--- Exercise requirements ---
Pull each line containing "improve" out of the listing below.

--- Supplied material ---

● ● ● ●

PR #1534, opened 2016-04-06
Add fleet-grpc related godeps packages #1426

hectorj2f:
These Go deps are related to the PR https://github.com/coreos/fleet/pull/1426. As discussed in https://github.com/coreos/fleet/pull/1426#issuecomment-205339036, it should be better to include the go packages in a different PR, instead of in the same PR #1426 .


tixxdz:
/cc @jonboulle @kayrus  

Hi @hectorj2f thanks for the patch, and as you are aware by https://github.com/coreos/fleet/pull/1537 there will be a switch, but after v0.12 is released which is I guess ready (and to not delay it further...) after that #1537 should be merged and you can continue with a clean revision.

@hectorj2f does that sound reasonable ?

Thanks!

hectorj2f:
@tixxdz Yes, ti works for me :). Thanks

kayrus:
@hectorj2f could you also fix commit message? i.e. it should begin with the "vendor: added dependency... etc.."

hectorj2f:
@kayrus Totally, once you merge it ;).

hectorj2f:
@dongsupark We don't use `godeps` anymore. So, should I update this PR with the vendoring or replace it with a new branch-PR ?

dongsupark:
@hectorj2f It doesn't matter. Either way I'm fine.

hectorj2f:
This PR is obsolete as it is now replaced by https://github.com/coreos/fleet/pull/1657

PR #1541, opened 2016-04-08
functional: fleetctl submit multiple units

dongsupark:
Make ``testUnitSubmit()`` also do an additional test for submission of multiple units. It copies multiple units with different names, and verify that they are submitted.

After redestroying all submitted units, it checks for every unit being completely removed, making use of ``util.WaitForState()`` etc.

This was originally implemented as my own spin-off from #1509. Though I got this decoupled from other unmerged commits, using instead ``util.WaitForState()``.

### DIFF
--- a/functional/unit_action_test.go
+++ b/functional/unit_action_test.go
@@ -16,11 +16,19 @@ package functional
 
 import (
 	"fmt"
+	"os"
 	"strings"
 	"testing"
 
 	"github.com/coreos/fleet/functional/platform"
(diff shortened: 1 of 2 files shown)


dongsupark:
This is definitely nice-to-have. But now I think this entire code is outdated. I'm going to rewrite this PR based on #1544 , once the #1544 got merged.

dongsupark:
Closed #1541 in favor of https://github.com/coreos/fleet/pull/1552

PR #1542, opened 2016-04-08
tests: move all files' writes into loop

kayrus:
beautifying the code

### DIFF
--- a/functional/platform/nspawn.go
+++ b/functional/platform/nspawn.go
@@ -346,36 +346,33 @@ func (nc *nspawnCluster) createMember(id string) (m Member, err error) {
 		}
 	}
 
-	sshd_config := `# Use most defaults for sshd configuration.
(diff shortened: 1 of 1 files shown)


functional/platform/nspawn.go
```diff
@@ -346,37 +346,34 @@ func (nc *nspawnCluster) createMember(id string) (m Member, err error) {
...
-		return
-	}
-
 	filesContents := []struct {
 		path     string
 		contents string
 		mode     os.FileMode
 	}{
 		{
+			"/etc/ssh/sshd_config",
```
tixxdz: It seems the fsdir path is missing.. guess it doesn't change the where files are written ?!  otherwise lgtm, thanks!

kayrus: fsdir is defined earlier.

PR #1544, opened 2016-04-11
functional: more fleetctl unit action tests

dongsupark:
In order to make functional tests cover more fleetctl commands, do the following:

* define ``util.UnitFileState`` for handling output of list-unit-files
* aadd new cluster operations ``WaitForNUnits`` and ``WaitForNUnitFiles``, wrappers based on ``util.WaitForState``.
* introduce a new test ``TestUnitCat`` for "``fleetctl cat``".
* introduce a new test ``TestUnitStatus`` for "``fleetctl status``".
* improve an existing test ``TestUnitSubmit``.
* introduce a new test ``TestUnitLoad`` for ``fleetctl load``.

### DIFF
--- a/functional/platform/nspawn.go
+++ b/functional/platform/nspawn.go
@@ -128,6 +128,47 @@ func (nc *nspawnCluster) FleetctlWithInput(m Member, input string, args ...strin
 	return util.RunFleetctlWithInput(input, args...)
 }
 
+// WaitForNUnits runs fleetctl list-units to verify the actual number of units
+// matched with the given expected number. It periodically runs list-units
+// waiting until list-units actually shows the expected units.
+func (nc *nspawnCluster) WaitForNUnits(m Member, expectedUnits int) (map[string][]util.UnitState, error) {
+	var nUnits int
+	retStates := make(map[string][]util.UnitState)
+	checkListUnits := func() bool {
+		outListUnits, _, err := nc.Fleetctl(m, "list-units", "--no-legend", "--full", "--fields", "unit,active,machine")
+		if err != nil {
+			return false
+		}
+		// NOTE: There's no need to check if outListUnits is expected to be empty,
+		// because ParseUnitStates() implicitly filters out such cases.
+		// However, in case of ParseUnitStates() going away, we should not
+		// forget about such special cases.
+		units := strings.Split(strings.TrimSpace(outListUnits), "\n")
+		allStates := util.ParseUnitStates(units)
+		nUnits = len(allStates)
+		if nUnits != expectedUnits {
+			return false
+		}
+
+		for _, state := range allStates {
+			name := state.Name
+			if _, ok := retStates[name]; !ok {
+				retStates[name] = []util.UnitState{}
+			}
+			retStates[name] = append(retStates[name], state)
+		}
+		return true
+	}
+
+	timeout, err := util.WaitForState(checkListUnits)
+	if err != nil {
+		return nil, fmt.Errorf("failed to find %d units within %v (last found: %d)",
+			expectedUnits, timeout, nUnits)
+	}
+
+	return retStates, nil
+}
+
 func (nc *nspawnCluster) WaitForNActiveUnits(m Member, count int) (map[string][]util.UnitState, error) {
 	var nactive int
 	states := make(map[string][]util.UnitState)
@@ -163,6 +204,49 @@ func (nc *nspawnCluster) WaitForNActiveUnits(m Member, count int) (map[string][]
 	}
 
 	return states, nil
+}
+
+// WaitForNUnitFiles runs fleetctl list-unit-files to verify the actual number of units
+// matched with the given expected number. It periodically runs list-unit-files
+// waiting until list-unit-files actually shows the expected units.
+func (nc *nspawnCluster) WaitForNUnitFiles(m Member, expectedUnits int) (map[string][]util.UnitFileState, error) {
+	var nUnits int
+	retStates := make(map[string][]util.UnitFileState)
+
+	checkListUnitFiles := func() bool {
+		outListUnitFiles, _, err := nc.Fleetctl(m, "list-unit-files", "--no-legend", "--full", "--fields", "unit,dstate,state")
+		if err != nil {
+			return false
+		}
+		// NOTE: There's no need to check if outListUnits is expected to be empty,
+		// because ParseUnitFileStates() implicitly filters out such cases.
+		// However, in case of ParseUnitFileStates() going away, we should not
+		// forget about such special cases.
+		units := strings.Split(strings.TrimSpace(outListUnitFiles), "\n")
+		allStates := util.ParseUnitFileStates(units)
+		nUnits = len(allStates)
+		if nUnits != expectedUnits {
+			// retry until number of units matched
+			return false
+		}
+
+		for _, state := range allStates {
+			name := state.Name
+			if _, ok := retStates[name]; !ok {
+				retStates[name] = []util.UnitFileState{}
+			}
+			retStates[name] = append(retStates[name], state)
+		}
+		return true
+	}
+
+	timeout, err := util.WaitForState(checkListUnitFiles)
+	if err != nil {
+		return nil, fmt.Errorf("failed to find %d units within %v (last found: %d)",
+			expectedUnits, timeout, nUnits)
+	}
+
+	return retStates, nil
 }
 
 func (nc *nspawnCluster) WaitForNMachines(m Member, count int) ([]string, error) {
--- a/functional/unit_action_test.go
+++ b/functional/unit_action_test.go
@@ -15,6 +15,8 @@
 package functional
 
 import (
+	"io/ioutil"
+	"path"
 	"strings"
 	"testing"
 
@@ -222,5 +224,54 @@ func TestUnitSSHActions(t *testing.T) {
 
 	if !strings.Contains(stdout, "Hello, World!") {
 		t.Errorf("Could not find expected string in journal output:\n%s", stdout)
+	}
+}
+
+// TestUnitCat simply compares body of a unit file with that of a unit fetched
+// from the remote cluster using "fleetctl cat".
+func TestUnitCat(t *testing.T) {
+	cluster, err := platform.NewNspawnCluster("smoke")
+	if err != nil {
+		t.Fatal(err)
+	}
+	defer cluster.Destroy()
+
+	m, err := cluster.CreateMember()
+	if err != nil {
+		t.Fatal(err)
+	}
+	_, err = cluster.WaitForNMachines(m, 1)
+	if err != nil {
+		t.Fatal(err)
+	}
+
+	// read a sample unit file to a buffer
+	unitFile := "fixtures/units/hello.service"
+	fileBuf, err := ioutil.ReadFile(unitFile)
+	if err != nil {
+		t.Fatal(err)
+	}
+	fileBody := strings.TrimSpace(string(fileBuf))
+
+	// submit a unit and assert it shows up
+	_, _, err = cluster.Fleetctl(m, "submit", unitFile)
+	if err != nil {
+		t.Fatalf("Unable to submit fleet unit: %v", err)
+	}
+	// wait until the unit gets submitted up to 15 seconds
+	_, err = cluster.WaitForNUnitFiles(m, 1)
+	if err != nil {
+		t.Fatalf("Failed to run list-units: %v", err)
+	}
+
+	// cat the unit file and compare it with the original unit body
+	stdout, _, err := cluster.Fleetctl(m, "cat", path.Base(unitFile))
+	if err != nil {
+		t.Fatalf("Unable to submit fleet unit: %v", err)
+	}
+	catBody := strings.TrimSpace(stdout)
+
+	if strings.Compare(catBody, fileBody) != 0 {
+		t.Fatalf("unit body changed across fleetctl cat: \noriginal:%s\nnew:%s", fileBody, catBody)
 	}
 }
--- a/functional/unit_action_test.go
+++ b/functional/unit_action_test.go
@@ -129,6 +129,81 @@ func TestUnitSubmit(t *testing.T) {
 	}
 }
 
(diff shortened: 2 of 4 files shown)


functional/unit_action_test.go
```diff
@@ -73,48 +76,47 @@ func TestUnitSubmit(t *testing.T) {
...
 
+	unitFile := "fixtures/units/hello.service"
+
 	// submit a unit and assert it shows up
-	if _, _, err := cluster.Fleetctl(m, "submit", "fixtures/units/hello.service"); err != nil {
+	_, _, err = cluster.Fleetctl(m, "submit", unitFile)
+	if err != nil {
 		t.Fatalf("Unable to submit fleet unit: %v", err)
 	}
-	stdout, _, err := cluster.Fleetctl(m, "list-units", "--no-legend")
```
tixxdz: @dongsupark thanks for the patches!

Hmm something is wrong here, my understanding with fleet is submit only sends the units into the cluster, so it will show up when you do "fleetctl list-unit-files" but not with "fleetctl list-units" since the unit is not active.

Was this test wrong from the beginning ? we should not check the number of printed lines, we should just grep for the name of the unit, thoughts ?

Thanks!

dongsupark: @tixxdz Yes, this part has been wrong since the day 0. (5f1340b3)
I'm not sure how the test has always succeeded. I'll try to improve it.

jonboulle: It wasn't "wrong", just not specific enough, right?

tixxdz: @jonboulle yes! by "wrong" I'm only referring to the functional tests and that perhaps there is a bug somewhere that allowed it to pass. For fleetctl commands they are clear.

tixxdz: @jonboulle yes not specific enough ;-)

tixxdz: @dongsu capturing the context, maybe we need a function `runCheckListUnits()` , `runCheckListUnitFiles()` and if you want to grep submitted units since they won't show up in other commands and you are not sure about the number of returned units... then make runGetListUnitFiles() return the units and grep it into the caller ? just quick thoughts.

thanks

dongsupark:
Updated.
* add new utilities ``util.SliceContains`` and ``util.GetListUnitNames``.
* add a new helper ``runListUnitFiles``, a wrapper for ``fleetctl list-unit-files``.
* improve ``TestUnitSubmit`` to correctly check the output running by list-unit-files instead of list-units, as well as to parse output to compare the unit name with the expected name.
* improve ``TestUnitLoad`` to parse output to compare the unit name with the expected name.

functional/unit_action_test.go
```diff
@@ -69,47 +76,132 @@ func TestUnitSubmit(t *testing.T) {
...
 	}
 
+	unitFile := "fixtures/units/hello.service"
+	inputUnitFiles := make([]string, 0)
+	inputUnitFiles = append(inputUnitFiles, path.Base(unitFile))
+
 	// submit a unit and assert it shows up
-	if _, _, err := cluster.Fleetctl(m, "submit", "fixtures/units/hello.service"); err != nil {
+	_, _, err = cluster.Fleetctl(m, "submit", unitFile)
+	if err != nil {
```
antrik: Why did you change the syntax here? There is no reason to have the assignment outside the `if`.

functional/unit_action_test.go
antrik: @jonboulle no, it was indeed completely wrong: `list-units` returns an empty string; but that's still counts as one line, so the test "passed"...

antrik: Note that most of the existing tests only check the number of units, except for cases where there is actually a possibility for ambiguity -- so checking only the count would be fine here as well. It just needs to be fixed to use `list-unit-files`; and to properly check for a non-empty string...

functional/unit_action_test.go
```diff
@@ -69,47 +76,132 @@ func TestUnitSubmit(t *testing.T) {
...
+	inputUnits := make([]string, 0)
+	inputUnits = append(inputUnits, path.Base(unitFile))
+
+	// load a unit and assert it shows up
+	_, _, err = cluster.Fleetctl(m, "load", unitFile)
+	if err != nil {
+		t.Fatalf("Unable to load fleet unit: %v", err)
+	}
+
+	// wait until the unit gets unloaded up to 15 seconds
```
antrik: s/unloaded/loaded/

functional/unit_action_test.go
```diff
@@ -224,3 +316,139 @@ func TestUnitSSHActions(t *testing.T) {
...
+	m, err := cluster.CreateMember()
+	if err != nil {
+		t.Fatal(err)
+	}
+	_, err = cluster.WaitForNMachines(m, 1)
+	if err != nil {
+		t.Fatal(err)
+	}
+
+	// submit a unit and assert it shows up
```
antrik: Eh?

functional/unit_action_test.go
```diff
@@ -224,3 +316,139 @@ func TestUnitSSHActions(t *testing.T) {
...
+	_, _, err = cluster.Fleetctl(m, "status")
+	if err != nil {
+		t.Fatalf("Unable to get fleet status: %v", err)
+	}
+}
+
+// runListUnits runs fleetctl list-units to verify the actual number of units
+// matched with the given expected number. It periodically runs list-units
+// waiting until list-units actually shows the expected units.
+func runListUnits(cluster platform.Cluster, m platform.Member, expectedUnits int) ([]string, error) {
```
antrik: Can't you just use the `WaitForNUnits()` function you introduced in another PR? Seems to do the same more or less...

functional/unit_action_test.go
```diff
@@ -224,3 +316,139 @@ func TestUnitSSHActions(t *testing.T) {
...
+	}
+
+	return units, nil
+}
+
+// runListUnitFiles runs fleetctl list-unit-files to verify the actual number
+// of units matched with the given expected number. It periodically runs
+// list-unit-files waiting until list-unit-files actually shows the expected
+// number of unit files.
+func runListUnitFiles(cluster platform.Cluster, m platform.Member, expectedUnits int) ([]string, error) {
```
antrik: For consistency, this probably should be `WaitForNUnitFiles()`, with similar semantics to `WaitForNUnits()` and `WaitForNActiveUnits()`.

functional/util/util.go
```diff
@@ -154,3 +154,32 @@ func WaitForState(stateCheckFunc func() bool) (time.Duration, error) {
 		}
 	}
 }
+
+// SliceContains returns true if every string in needle slice exists in any
+// slice in haystack.
+func SliceContains(haystack []string, needle []string) bool {
```
antrik: You should probably check that the list of units is *identical* to the expected ones, not that it's a superset...

But for the actual test cases in question, it's probably overkill anyway -- see my first comment, about just checking the count...

functional/util/util.go
```diff
@@ -154,3 +154,32 @@ func WaitForState(stateCheckFunc func() bool) (time.Duration, error) {
...
+			return false
+		}
+	}
+
+	return true
+}
+
+// GetListUnitNames returns the 1st field of the given string, which is
+// a single line of output of "fleetctl list-{units,unit-files}".
+func GetListUnitNames(listUnitFiles []string) []string {
```
antrik: Note that when you go with a `WaitForNUnits()` and `WaitForNUnitFiles()` along the lines of the existing `WaitForNActiveUnits()` -- i.e. returning a map -- you won't need this helper...

functional/unit_action_test.go
antrik: I just saw that one of the existing tests in this very file (namely `TestUnitRunnable()`) actually test both the count *and* the name -- so feel free to copy that if you really think it's worthwhile...

dongsupark: @antrik 
> no, it was indeed completely wrong: list-units returns an empty string; but that's still counts as one line, so the test "passed"...

Yes, that was exactly what I wanted to say. That's why I said yesterday that this part has been wrong since the beginning. I think the underlying reason was that ``len(strings.Split("", "\n"))`` returns 1, not 0 as expected.

So my solution to get it working was adding additional conditions like "``expectedUnits == 0 && len(outListUnitFiles) == 0``" in each check function. Still somehow nasty, but it's working for now. Afterwards, we should do some code auditing in the entire tree to find such errors. But anyway that would be over the scope of this PR.

functional/unit_action_test.go
tixxdz: That's not a good idea we explicitly want to know from a caller perspective that this command is running `fleetctl list-units` so we use it where it's appropriate.

functional/unit_action_test.go
tixxdz: Same thing here, I've a functional test waiting #1515 that will use the runListUnitFiles() which is `fleetctl list-unit-files` and I want the returned output, so I could do the parsing. So WaitForNUnit() should be either inside these functions or just on its own. Functional tests should just be easy to write I want to run this function and get its output...

functional/util/util.go
tixxdz: That's a good point! so since it's just functional maybe return a map unless some other points that we are not aware of...

tixxdz:
So a couple of changes then maybe merge this one ?

dongsupark:
Updated.
* define ``util.UnitFileState`` for handling output of list-unit-files
* add new cluster operations ``WaitForNUnits`` and ``WaitForNUnitFiles``
* make ``TestUnitSubmit()`` use ``cluster.WaitForNUnitFiles``
* make ``TestUnitLoad()`` use ``cluster.WaitForNUnits``
* fix a bug in ``TestUnitStatus()``, loading a unit before getting status.
* drop unnecessary helpers like ``SliceContains``, ``runListUnits``, etc.
* fix minor things like comments or coding style

I assume this PR should be merged prior to the existing #1509.
So I might also have to update functional tests in #1509 to avoid conflicts.

functional/unit_action_test.go
```diff
@@ -69,47 +74,133 @@ func TestUnitSubmit(t *testing.T) {
...
 		t.Fatalf("Expected no failure when double-submitting unit, got this: %v", err)
 	}
 
 	// destroy the unit and ensure it disappears from the unit list
-	if _, _, err := cluster.Fleetctl(m, "destroy", "fixtures/units/hello.service"); err != nil {
+	if _, _, err := cluster.Fleetctl(m, "destroy", unitFile); err != nil {
 		t.Fatalf("Failed to destroy unit: %v", err)
 	}
-	stdout, _, err = cluster.Fleetctl(m, "list-units", "--no-legend")
+	// wait until the unit gets submitted up to 15 seconds
```
antrik: I think this comment is still wrong here...

functional/unit_action_test.go
antrik: This one is still wrong too.

functional/unit_action_test.go
```diff
@@ -224,3 +315,97 @@ func TestUnitSSHActions(t *testing.T) {
...
+	unitFile := "fixtures/units/hello.service"
+
+	// Load a unit and print out status.
+	// Without loading a unit, it's impossible to run fleetctl status
+	_, _, err = cluster.Fleetctl(m, "load", unitFile)
+	if err != nil {
+		t.Fatalf("Unable to load a fleet unit: %v", err)
+	}
+
+	// wait until the unit gets unloaded up to 15 seconds
```
antrik: And another wrong comment...

functional/unit_action_test.go
```diff
@@ -224,3 +315,97 @@ func TestUnitSSHActions(t *testing.T) {
...
+	_, err = cluster.WaitForNUnits(m, 1)
+	if err != nil {
+		t.Fatalf("Failed to run list-units: %v", err)
+	}
+
+	// NOTE: cluster.Fleetctl() cannot be used due to endpoint being messed up.
```
antrik: Huh? I don't understand this comment...

functional/platform/nspawn.go
```diff
@@ -128,6 +128,46 @@ func (nc *nspawnCluster) FleetctlWithInput(m Member, input string, args ...strin
...
+	var nUnits int
+	retStates := make(map[string][]util.UnitState)
+	checkListUnits := func() bool {
+		outListUnits, _, err := nc.Fleetctl(m, "list-units", "--no-legend", "--full", "--fields", "unit,active,machine")
+		if err != nil {
+			return false
+		}
+		if expectedUnits == 0 && len(outListUnits) == 0 {
+			return true
+		}
```
antrik: Note that `ParseUnitStates()` implicitly filters out an empty line -- so the explicit check shouldn't be necessary here.

functional/platform/nspawn.go
```diff
@@ -165,6 +205,48 @@ func (nc *nspawnCluster) WaitForNActiveUnits(m Member, count int) (map[string][]
...
+	retStates := make(map[string][]util.UnitFileState)
+
+	checkListUnitFiles := func() bool {
+		outListUnitFiles, _, err := nc.Fleetctl(m, "list-unit-files", "--no-legend", "--full", "--fields", "unit,dstate,state")
+		if err != nil {
+			return false
+		}
+		if expectedUnits == 0 && len(outListUnitFiles) == 0 {
+			return true
+		}
```
antrik: Same as above: no need to special-case `0` here.

functional/unit_action_test.go
dongsupark: @antrik Aha, this was my mistake. I fixed it into using ``cluster.Fleetctl()``. Thanks.

functional/platform/nspawn.go
dongsupark: @antrik 
> Note that ParseUnitStates() implicitly filters out an empty line

Yeah, I just got cold feet. Actually I would not like to rely on such implicit behavior. Anyway I removed checking for empty line, and wrote a comment about that.

dongsupark:
Done.
* Fixed a bug in ``TestUnitStatus``, by calling ``cluster.Fleetctl()`` correctly.
* Removed unnecessary checking in ``cluster.WaitForN{Units,UnitFiles}()``
* Fixed comments

tixxdz:
lgtm! thanks all.

Issue #1547, opened 2016-04-11
test: TestParseFilepath failed in docker env


kayrus:
because of using `-u $(id -u):$(id -g)` in docker command environment inside the container seems to be broken and `TestParseFilepath` test fails with the following messages:

```
DEBUG filepath.go:49: Failed to get current home directory: user: unknown userid 1000
DEBUG filepath.go:49: Failed to get current home directory: user: unknown userid 1000
DEBUG filepath.go:60: Failed to get ~'s home directory: user: unknown user ~
--- FAIL: TestParseFilepath (0.07s)
        filepath_test.go:45: Failed parsing out prefix / for ~/a
        filepath_test.go:45: Failed parsing out prefix / for ~
FAIL
```

Here is how docker env looks like:

```sh
I have no name!@84167d7c92c3:/opt/fleet$ env
GOLANG_VERSION=1.5.3
HOSTNAME=84167d7c92c3
TERM=xterm
PATH=/go/bin:/usr/local/go/bin:/usr/local/sbin:/usr/local/bin:/usr/sbin:/usr/bin:/sbin:/bin
PWD=/opt/fleet
GOLANG_DOWNLOAD_SHA256=43afe0c5017e502630b1aea4d44b8a7f059bf60d7f29dfd58db454d4e4e0ae53
SHLVL=1
HOME=/
GOPATH=/go
GOLANG_DOWNLOAD_URL=https://golang.org/dl/go1.5.3.linux-amd64.tar.gz
OLDPWD=/go
_=/usr/bin/env
```

PR #1548, opened 2016-04-12
tests: fix TestParseFilepath where it is run under an unknown user or $HOME dir

tixxdz:
Make sure that ParseFilepath() returned the same input since it was not
able to determin the current user or the $HOME env variable.

This fixes a bug where tests are under these conditions but at the same
time it adds unit checks for ParseFilepath() to make sure that it is
doing the right thing.

This fixes https://github.com/coreos/fleet/issues/1547

### DIFF
--- a/pkg/filepath_test.go
+++ b/pkg/filepath_test.go
@@ -16,6 +16,7 @@ package pkg
 
 import (
 	"os"
+	"os/user"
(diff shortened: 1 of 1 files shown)


kayrus:
LGTM. both `./test` and `./test-docker` work.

● ● ● ●

--- Response to the task ---
* improve an existing test ``TestUnitSubmit``.
I'm not sure how the test has always succeeded. I'll try to improve it.
* improve ``TestUnitSubmit`` to correctly check the output running by list-unit-files instead of list-units, as well as to parse output to compare the unit name with the expected name.
* improve ``TestUnitLoad`` to parse output to compare the unit name with the expected name.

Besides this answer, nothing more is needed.